Last week, the United States Federal Reserve slashed its benchmark interest rates by 50 basis points. It was the first rate cut in four years, which made investors optimistic. Amid improving investors’ sentiment, the S&P/TSX Composite Index is on an upward momentum and hit a new high yesterday. In this bullish environment, let’s look at three small-cap stocks that offer higher return potential.
Savaria
Savaria (TSX:SIS) designs, produces, and markets accessibility solutions worldwide with its widespread manufacturing facilities and dealer networks. In the first two quarters of this year, the company has grown its top line by 5.1%. Organic growth and favourable currency translation more than offset the divestment of its Norway operations to drive its topline. The company’s adjusted EBITDA (earnings before interest, tax, depreciation, and amortization) grew by 26.7%, while its adjusted EBITDA margin expanded by 300 basis points to 17.8%.
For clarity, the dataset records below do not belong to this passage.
PR #10197, opened 2017-04-12
[tests] Functional test warnings

jnewbery:
Two changes:

1. Issue warnings when running test_runner:

- if there are python files in the directory that are not listed in test_runner (this is downgraded from an error)
- if there is already a bitcoind process running on the system (uses pidof - only works for linux)
- if there is a cache directory

2. delete cache directory every time test_runner is started. Adds a parameter --keepcache to override the default behaviour and keep the cache directory from the previous run.

Rebuilding the cache takes about 21 seconds on my pc. This will be reduced to just under 2 seconds once #10082 has been fully merged.

### DIFF
--- a/test/functional/test_runner.py
+++ b/test/functional/test_runner.py
@@ -244,6 +244,17 @@ def main():
     run_tests(test_list, config["environment"]["SRCDIR"], config["environment"]["BUILDDIR"], config["environment"]["EXEEXT"], args.jobs, args.coverage, passon_args)
 
 def run_tests(test_list, src_dir, build_dir, exeext, jobs=1, enable_coverage=False, args=[]):
+    # Warn if bitcoind is already running (unix only)
+    try:
+        if subprocess.check_output(["pidof", "bitcoind"]) is not None:
+            print("%sWARNING!%s There is already a bitcoind process running on this system. Tests may fail unexpectedly due to resource contention!" % (BOLD[1], BOLD[0]))
+    except (OSError, subprocess.SubprocessError):
+        pass
+
+    # Warn if there is a cache directory
+    cache_dir = "%s/test/cache" % build_dir
+    if os.path.isdir(cache_dir):
+        print("%sWARNING!%s There is a cache directory here: %s. If tests fail unexpectedly, try deleting the cache directory." % (BOLD[1], BOLD[0], cache_dir))
 
     #Set env vars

Meanwhile, the demand for accessibility solutions is rising amid an aging population and rising income levels. The accessibility solution producer focuses on innovative product development and strengthening its production capabilities. The company has also adopted a multi-year “Savaria One” initiative, which could boost its production and throughput while improving procurement and supply chain efficiencies. Amid its solid performance and healthy growth prospects, the company has returned 40% this year. Despite the recent increases, its valuation still looks attractive, with its NTM (next-12-month) price-to-sales multiple at 1.6. Also, earlier this month, the company raised its monthly dividend by 3.85% to $0.045/share, with its forward yield currently at 2.49%.
Docebo
Docebo (TSX:DCBO) offers a cloud-based, highly customizable learning platform. Amid digitization, growth in remote working and learning, and expansion of high-speed internet services, the adoption of LMS (learning management system) is rising. Meanwhile, Grand View Research projects the global LMS market to grow at an annualized rate of 19.7% for the rest of this decade. The company is investing in artificial intelligence (AI) to add innovative tools and features to its platform, which can enhance customer experiences.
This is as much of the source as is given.